The interface is clear and simple – they did a great job of taking advantage of the interactive medium to do things they couldn’t do on the paper slider. If it won’t disturb your neighbors, turn up the volume to hear the satisfying click each time you move the slider to a new scenario. Make sure you click on some of the *s to see more detailed information. Take note of the advice regarding more complicated scenarios as well as the links directly to documents detailing specific copyright laws.

I love that it has been licensed under the Creative Commons Attribution-Noncommercial-Share Alike license. The creators have included their contact information along with the idea that other institutions could host custom copies of the slider with their own copyright research contacts. The only downside I see to this is that if there are changes to US copyright law, it will take time for updates to a central copy of the slider to propagate to local customized copies.

The final question is how fast they can update the slider in the event of changes to copyright law – but we will have to wait on changes to the US copyright landscape before we can find that out!

Image Credit: Image above is taken directly from a screen shot of the Digital Copyright Slider.
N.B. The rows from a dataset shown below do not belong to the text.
PR #23, opened 2024-10-09
Node.js compatibility (using prebundled unenv)

petebacondarwin:


packages/vite-plugin-cloudflare/src/index.ts
```diff
@@ -5,16 +5,17 @@ import { unstable_getMiniflareWorkerOptions } from 'wrangler';
...
 import type { WorkerOptions } from 'miniflare';
 import type {
 	CloudflareEnvironmentOptions,
 	CloudflareDevEnvironment,
 } from './cloudflare-environment';
-import { getModuleFallbackHandler } from './module-fallback';
 import type { ResolveIdFunction } from './module-fallback';
 
-const wrapperPath = '__VITE_WRAPPER_PATH__';
+const wrapperPath = '__VITE_WORKER_ENTRY_POINT__';
```
petebacondarwin, line 18: I changed this simply because it makes more sense to the user when they see an error that contains this in the stack trace.

jamesopstad: Sure. One thing I've come to realise is that the word 'entrypoint' is reserved for individual exports (e.g. named entrypoints). I've started using the word 'entry' for the files instead so this could be `__VITE_WORKER_ENTRY__`.

package.json
```diff
@@ -13,5 +13,10 @@
 	"devDependencies": {
 		"prettier": "^3.3.3",
 		"syncpack": "^13.0.0"
+	},
+	"pnpm": {
+		"patchedDependencies": {
+			"unenv-nightly": "patches/unenv-nightly.patch"
```
petebacondarwin, line 19: I think I need to get a PR up for unenv - we can't live on this patch.

packages/vite-plugin-cloudflare/src/runner/module-runner.ts
```diff
@@ -5,11 +5,6 @@ import type { WrapperEnv } from './env';
 
 let moduleRunner: ModuleRunner;
 
-// TODO: node modules using process.env don't find `process` in the global scope for some reason
-//       for now we just create a `process` in the global scope but a proper solution needs to be
-//       implemented (see: https://github.com/flarelabs-net/vite-plugin-cloudflare/issues/22)
-(globalThis as Record<string, unknown>).process = { env: {} };
-
```
petebacondarwin, line 12: I moved this polyfill to the integration test that needs it instead of turning it on for everyone.

I tried turning on nodejs_compat for that `react` library but then it broke in other ways...

tests/integration/module-resolution/wrangler.toml
```diff
@@ -1 +1 @@
-compatibility_date = "2024-09-09"
+compatibility_date = "2024-09-01"
```
petebacondarwin, line 1: Pointless change, I will revert this.

packages/vite-plugin-cloudflare/src/module-fallback.ts
```diff
@@ -408,3 +423,22 @@ function isCommonJS(code: string): boolean {
...
+	// That function doesn't exist when run in `vm.runInThisContext()`
+	// i.e. inside a Vitest test.
+	const entryFile = fileURLToPath(
+		importMetaResolve(specifier, import.meta.url),
+	);
+	const transpiled = await build({
+		entryPoints: [entryFile],
+		bundle: true,
+		write: false,
+		format: 'cjs',
```
jamesopstad, line 438: Just for my understanding, why is it we bundle as cjs here?

tests/integration/module-resolution/index.ts
```diff
@@ -11,6 +11,10 @@ const allowedPaths = new Set([
 	'/third-party/slash-create',
 ]);
 
+// Needed by the react 3rd party library
+// Turning on nodejs_compat v2 causes the `slash-create` library to fail
```
jamesopstad, line 15: In theory, should code that runs successfully without `node_compat` also run with `node_compat` or are there scenarios where it's expected to break?

jamesopstad (approved):
Looks good to me. Just added a couple of questions for my own understanding. If possible, it would be good to add a couple of basic tests that verify things are broadly working as expected.

packages/vite-plugin-cloudflare/src/node-compat.ts
```diff
@@ -0,0 +1,92 @@
+import assert from 'node:assert';
```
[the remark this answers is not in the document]
petebacondarwin: Ah! I was wondering about that.

tests/integration/module-resolution/index.ts
petebacondarwin: I think the problem is to do with code "sniffing" what the platform is. If the library determines that it is running in Node.js (because of the reasonably high-fidelity polyfills provided by nodejs_compat) then it might run different code that doesn't actually work in workerd.

packages/vite-plugin-cloudflare/src/module-fallback.ts
petebacondarwin: In order for things like `require("node:buffer")` to work, I needed the module being uploaded to be of type `NodeJsCompatModule`, which required the code to be compiled to CommonJS.

petebacondarwin:
> If possible, it would be good to add a couple of basic tests that verify things are broadly working as expected.

Definitely! I should have left this in draft till that was added.
I was adding the tests when I got distracted by the logging and catalog bits.

tests/integration/module-resolution/index.ts
jamesopstad: I see now that `slash-create` is being imported from `slash-create/web`.

https://github.com/flarelabs-net/vite-plugin-cloudflare/blob/5893df31fedb6a8517cd02da6a714df37fb3be81/tests/integration/module-resolution/src/third-party/slash-create.ts#L1-L6

For Node, the standard import should be used so that explains the error.

packages/vite-plugin-cloudflare/src/node-compat.ts
```diff
@@ -0,0 +1,92 @@
...
+
+	// the mapping is a 2 item tuple, indicating a named export, made up of a module specifier and an export name.
+	const [moduleSpecifier, exportName] = globalInject;
+	return `import var_${globalName} from "${moduleSpecifier}";\nglobalThis.${globalName} = var_${globalName}.${exportName};`;
+}
+
+function deAliasing(alias: Record<string, string>) {
+	return (
+		[importSpecifier, modulePath]: [string, string],
+		index: number,
```
dario-piotrowicz, line 62:
```suggestion
```

it doesn't seem like `index` used?

packages/vite-plugin-cloudflare/src/node-compat.ts
```diff
@@ -0,0 +1,92 @@
...
+	): [string, string] => {
+		const breadcrumbs: (string | undefined)[] = [importSpecifier];
```
dario-piotrowicz, line 64: is this type correct/necessary?
```suggestion
		const breadcrumbs = [importSpecifier];
```

packages/vite-plugin-cloudflare/src/node-compat.ts
```diff
@@ -0,0 +1,92 @@
...
+		// the mapping is a simple string, indicating a default export, so the string is just the module specifier.
+		return `import var_${globalName} from "${moduleSpecifier}";globalThis.${globalName} = var_${globalName};`;
+	}
+
+	// the mapping is a 2 item tuple, indicating a named export, made up of a module specifier and an export name.
+	const [moduleSpecifier, exportName] = globalInject;
+	return `import var_${globalName} from "${moduleSpecifier}";\nglobalThis.${globalName} = var_${globalName}.${exportName};`;
+}
+
+function deAliasing(alias: Record<string, string>) {
```
dario-piotrowicz, line 59: __Very__ Nit: 
The function name is not imperative:
```suggestion
function deAlias(alias: Record<string, string>) {
```
or
```suggestion
function resolveAliasing(alias: Record<string, string>) {
```

packages/vite-plugin-cloudflare/src/module-fallback.ts
```diff
@@ -45,6 +48,18 @@ export function getModuleFallbackHandler(
 		const { resolveMethod, referrer, specifier, rawSpecifier } =
 			extractModuleFallbackValues(request);
 
+		if (rawSpecifier.startsWith('unenv/')) {
```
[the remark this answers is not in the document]
dario-piotrowicz: 🤔 I hope that we can get server-side pre-bundling working and actually avoid the need for this sort of thing across the board

Although unfortunately unenv and polyfills are a different story... might be worth exploring more 🤔

packages/vite-plugin-cloudflare/src/node-compat.ts
```diff
@@ -0,0 +1,92 @@
...
+
+/**
+ * Get Miniflare modules and code snippets that are needed if running in Nodejs compat mode.
+ */
+export function getNodeCompatModules(
+	compatibilityDate: string | undefined,
+	compatibilityFlags: string[] = [],
+	modulesRoot: string,
+) {
+	if (getNodeCompat(compatibilityDate, compatibilityFlags).mode !== 'v2') {
```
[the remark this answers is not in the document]
petebacondarwin: Good shout. I definitely think we should avoid trying to support any other mode.

packages/vite-plugin-cloudflare/src/module-fallback.ts
```diff
@@ -408,3 +423,22 @@ function isCommonJS(code: string): boolean {
 
 	return false;
 }
+
+async function bundleDependency(specifier: string) {
+	// Can't use the standard `import.meta.resolve()` here.
+	// That function doesn't exist when run in `vm.runInThisContext()`
+	// i.e. inside a Vitest test.
```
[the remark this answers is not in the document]
petebacondarwin: In our own tests we run Vite inside a Vitest runner.
Such runners sometimes run in a sub-thread of Node.js and do not provide the `vm.runInThisContext()` function.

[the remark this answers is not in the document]
dario-piotrowicz: ah ok I see, thanks 🙂👍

Flickr Terms of Service, Unwritten Guidelines and Safety Levels

Flickr: Free Click by fikra (Sami Ben Gharbia)As more cultural heritage institutions add photos to Flickr, such as these sets added by the Smithsonian, an AP article discussing freedom of expression in online public spaces identifies some some issues that deserve attention. In ‘Public’ online spaces don’t carry speech, rights, Anick Jesdanun highlights a number of scenarios in which service providers (such as the Yahoo! owned Flickr) clash with their users, including this one (italics my own):

Dutch photographer Maarten Dors met the limits of free speech at Yahoo Inc.’s photo-sharing service, Flickr, when he posted an image of an early-adolescent boy with disheveled hair and a ragged T-shirt, staring blankly with a lit cigarette in his mouth.
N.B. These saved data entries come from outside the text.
PR #24, opened 2024-10-10
Add support for Durable Objects

### LINKED ISSUE #7: Support Durable Objects

jamesopstad:
resolves #7

This PR adds support for Durable Objects. They can be defined in the same worker or another worker (using `script_name`). RPC is also supported.


packages/vite-plugin-cloudflare/src/utils.ts
```diff
@@ -0,0 +1,74 @@
...
+				const classNames = durableObjectClassNames[worker.name];
+				invariant(classNames, errorMessage(worker.name));
+
+				classNames.add(value);
+			} else if (typeof value === 'object') {
+				if (value.scriptName) {
+					const classNames = durableObjectClassNames[value.scriptName];
+					invariant(classNames, errorMessage(value.scriptName));
+
+					classNames.add(value.className);
```
dario-piotrowicz, line 62: here, are you taking the `scriptName` and using it as the `className`?

this doesn't seem correct to me... is it? 😮

jamesopstad: Here `scriptName` is the name of the worker where the DO is defined. So we get a reference to the `Set` of exports for that worker and then add the `className` to it.

packages/vite-plugin-cloudflare/src/cloudflare-environment.ts
```diff
@@ -13,6 +13,8 @@ interface WebSocketContainer {
 	webSocket?: WebSocket;
 }
 
+const webSocketError = 'The WebSocket is undefined';
```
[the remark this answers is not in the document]
jamesopstad: Fine with me.

packages/vite-plugin-cloudflare/src/utils.ts
jamesopstad: Maybe it's the naming that's confusing. I could call the variables `entryWorkerEntrypointNames` and `entryDurableObjectClassNames` to make it clearer that they are maps of entry files to exports.

dario-piotrowicz: yeah by debugging it I can see the logic there... but without context the variable names could be a bit confusing 🤔 

I personally would rename the variable and function and all that's related from a generic `DurableObjectClassNames` to something like `WorkersToDurableObjectClassNamesMap` or something like that, it is much more verbose but I personally feel like it makes things much much clearer here 🤔

jamesopstad:
Thanks Dario! I've made all the changes you suggested.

Without prior notice, Yahoo deleted the photo on grounds it violated an unwritten ban on depicting children smoking. Dors eventually convinced a Yahoo manager that – far from promoting smoking – the photo had value as a statement on poverty and street life in Romania. Yet another employee deleted it again a few months later.

This image on Flickr gives more details about the photo being removed – and this is the reinstated photo in question. The article points out “Service providers write their own rules for users worldwide and set foreign policy when they cooperate with regimes like China. They serve as prosecutor, judge and jury in handling disputes behind closed doors.” It makes me wonder if the ‘unwritten guidelines’ are applied evenly across Flickr. With the creation of The Commons area, it would be easy to create two standards – one for the general public and another for ‘blessed’ institutions. Images that are acceptable from the Brooklyn Museum (consider this set of Behind The Scenes photos of the Ron Mueck exhibition) might not be accepted from the average person. In my research I discovered a set of Public Domain photos from the National Archives. Some of the photos included in this set are historically valuable images that I would not necessarily want a child to see. Does this mean they shouldn’t be on Flickr? I don’t think so, but that certainly isn’t up to me.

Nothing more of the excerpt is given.